Easter makes a difference if, and only it you and I are willing to carry our burden, carry this gift of the gospel with us in our walk down the road of life. But, I think, in this day, many people have absolutely no burdens to carry, no direction for life. They wander, they flow with the tide of life, never staying one place long enough to make their mark in the sands of time. I see this in our young people when I ask what do you want to with your life? They don’t know. They go off to college and some come back because they don’t know what they want, no goal, no direction. Maybe, just maybe, if more of us were open to the gospel message, open to God’s spirit working with our spirit, maybe if we took this Easter message more seriously, maybe we could find some direction, some purpose, some meaning to life in and through God. Maybe if God’s hand were doing the guiding, we would not have so many people wandering aimless along the road, of life. But with God’s hand, he would be leading them in a direction he wants for their life, and then life would have meaning and purpose.

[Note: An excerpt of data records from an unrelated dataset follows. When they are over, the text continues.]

PR #468, opened 2022-02-04
feat(client): Use `runId` only in handles created with `getHandle`

### LINKED ISSUE #365: [Feature Request] Better context for grpc errors in client
Right now client errors are thrown by grpc-js asynchronously and the stack trace is meaningless.
We should catch errors from WorkflowClient methods and rethrow to provide better context.

### LINKED ISSUE #377: Improve error message: Workflow executionsRow not found

In [this scenario](https://github.com/temporalio/samples-typescript/issues/56), the error from the Worker that had the correct code was:

```
Task not found when completing: status: NotFound, message: "Workflow executionsRow not found."
```

 Say what's going wrong in the Worker at a higher level and suggest possible reasons.
 
 Migrated from #359

### LINKED ISSUE #464: [Bug] WorkflowExecutionFailedEventAttributes.retry_state not respected
### Describe the bug

Seems during workflow result, retry state is hardcoded instead of using that field

bergundy:
In addition:
- Adds safety to `terminate` and `cancel` so handles created with `start` can't accidentally affect workflows that are not part of the same execution chain
- Adds optional `firstExecutionRunId` param to `getHandle` for added safety
- Closes #464
- Closes #377
- Closes #365

### DIFF
--- a/packages/client/src/workflow-client.ts
+++ b/packages/client/src/workflow-client.ts
@@ -1,4 +1,5 @@
 import os from 'os';
+import { status as grpcStatus } from '@grpc/grpc-js';
 import { temporal } from '@temporalio/proto';
 import { WorkflowClientInterceptors } from './interceptors';
 import { v4 as uuid4 } from 'uuid';
@@ -21,6 +22,7 @@ import {
   TimeoutFailure,
   TimeoutType,
   compileRetryPolicy,
+  WorkflowNotFoundError,
 } from '@temporalio/common';
 import { WorkflowOptions, compileWorkflowOptions, WorkflowSignalWithStartOptions } from './workflow-options';
 import {
@@ -38,8 +40,15 @@ import {
   StartWorkflowExecutionRequest,
   TerminateWorkflowExecutionResponse,
   RequestCancelWorkflowExecutionResponse,
+  WorkflowExecution,
 } from './types';
-import { WorkflowFailedError, WorkflowContinuedAsNewError } from './errors';
+import {
+  WorkflowFailedError,
+  WorkflowContinuedAsNewError,
+  WorkflowExecutionAlreadyStartedError,
+  ServiceError,
+  isServerErrorResponse,
+} from './errors';
 import { Connection, WorkflowService } from './connection';
 
 /**
@@ -190,7 +199,32 @@ export interface WorkflowResultOptions {
    *
    * @default true
    */
-  followRuns: boolean;
+  followRuns?: boolean;
+}
+
+export interface GetWorkflowHandleOptions extends WorkflowResultOptions {
+  /**
+   * ID of the first execution in the Workflow execution chain.
+   *
+   * When getting a handle with no `runId`, pass this option to ensure some
+   * {@link WorkflowHandle} methods (e.g. `terminate` and `cancel`) don't
+   * affect executions from another chain.
+   */
+  firstExecutionRunId?: string;
+}
+
+interface WorkflowHandleOptions extends GetWorkflowHandleOptions {
+  workflowId: string;
+  runId?: string;
+  interceptors: WorkflowClientCallsInterceptor[];
+  /**
+   * A runId to use for getting the workflow's result.
+   *
+   * - When creating a handle using `getHandle`, uses the provided runId or firstExecutionRunId
+   * - When creating a handle using `start`, uses the returned runId (first in the chain)
+   * - When creating a handle using `signalWithStart`, uses the the returned runId
+   */
+  runIdForResult?: string;
 }
 
 /**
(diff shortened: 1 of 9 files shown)


packages/test/src/test-integration.ts
```diff
@@ -773,4 +775,120 @@ if (RUN_INTEGRATION_TESTS) {
...
+
+  test('Handle from WorkflowClient.getHandle follows only own execution chain', async (t) => {
+    const { client } = t.context;
+    const workflowId = uuid4();
+    const handleFromThrowerStart = await client.start(workflows.throwAsync, {
+      taskQueue: 'test',
+      workflowId,
+    });
+    const handleFromGet = client.getHandle(workflowId, undefined, {
+      firstExecutionRunId: handleFromThrowerStart.originalRunId,
```
sw-yx, line 845: when should we tell people to use this in docs?

packages/client/src/workflow-client.ts
```diff
@@ -190,7 +199,32 @@ export interface WorkflowResultOptions {
    *
    * @default true
    */
-  followRuns: boolean;
+  followRuns?: boolean;
+}
+
+export interface GetWorkflowHandleOptions extends WorkflowResultOptions {
+  /**
+   * ID of the first execution in the Workflow execution chain.
```
lorensr, line 207: Define or link to existing definition of chain

lorensr (approved):

packages/client/src/workflow-client.ts
```diff
@@ -275,7 +309,14 @@ export class WorkflowClient {
     // Cast is needed because it's impossible to deduce the type in this situation
     const interceptors = (this.options.interceptors.calls ?? []).map((ctor) => ctor({ workflowId }));
     const runId = await this._start(workflowTypeOrFunc, { ...options, workflowId }, interceptors);
-    const handle = this._createWorkflowHandle(workflowId, runId, interceptors, {
+    // runId is not used in handles created with `start*` calls because these
+    // handles should be allow interacting with the workflow if it continues as new.
+    const handle = this._createWorkflowHandle({
+      workflowId,
+      runId: undefined,
```
cretz, line 316: I wonder if we want to document that if you want to cancel/terminate/describe/etc a specific run ID, you must use `getHandle`.

cretz (approved):

packages/client/src/workflow-client.ts
sw-yx: how else would you do it with public api's?

cretz: Can you clarify the question?

What I mean is previously if you did a start + describe, you'd be describing the run that resulted from the start (even if it had continue-as-new'd). Now you'll be describing the latest run for the workflow ID. That seems like the right behavior, but I just wonder if we need to make it clear that you're not necessarily describing the result of start, you're describing the latest.

sw-yx: ah ok. i misread your first comment then.

packages/test/src/test-integration.ts
bergundy: When they want to make sure that they don't terminate / cancel a workflow if it's not part of a specific execution chain.

packages/client/src/workflow-client.ts
bergundy: Do we have one?

cretz:
Re https://github.com/temporalio/sdk-python/pull/6#discussion_r803792659, I think we might need to revisit this.

For handles returned by start and signal-with-start, we are allowing query, signal, cancel (for signal-with-start), and terminate to occur on a completely different workflow. We should default to using the run ID for all of those I think.

```typescript
// Server 1

const handle = await client.start(example, { args: ['do not detonate'], taskQueue: 'task-queue', workflowId: 'nuclear-workflow' });

// Meanwhile on server 2

const handle = await client.start(example, { args: ['detonate'], taskQueue: 'task-queue', workflowId: 'nuclear-workflow' });

// Back on server 1

if (await handle.query('should detonate')) {
  launch();
}
```

You just ended the world :-)

bergundy:
I'm not convinced you're right @cretz.
It really depends on the use case.
AFAIK, in a lot of cases users don't reuse the same workflow ID for different execution chains.

bergundy:
I think this change is a step in the right direction and we'll make it safer with server changes.

cretz:
After discussion, while I disagree, the team has decided that for now it's ok to silently and accidentally signal, query, cancel, or terminate incorrect workflows until the server change is in place.

packages/client/src/workflow-client.ts
lorensr: No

Maybe, if we carried our burden of God’s grace in our lives in a way that it wasn’t seen as a burden, but as a gift which adds not subtracts from life, then, life would take on a meaning, a purpose, a sense of direction as God’s grace leads us to lo his will.

I would like to close with an old, old story that has been quoted in many different place, in many different books, and because it has been passed around for so long, its origin has been lost, however its message is timeless:

"Someone once met a lad going to (school long before the days of buses and cars. The boy was carrying on his back a smaller boy who was clearly lame and unable to walk. The stranger said to the boy: "Do you carry him to school every day?"

"Yes," said the boy.

"That’s a heavy burden for you to carry," said the stranger.

"He’s no burden," said the boy, "He is my brother."

The burden of God’s grace is really no burden because it is carried out of love, our love for God and God’s love for us.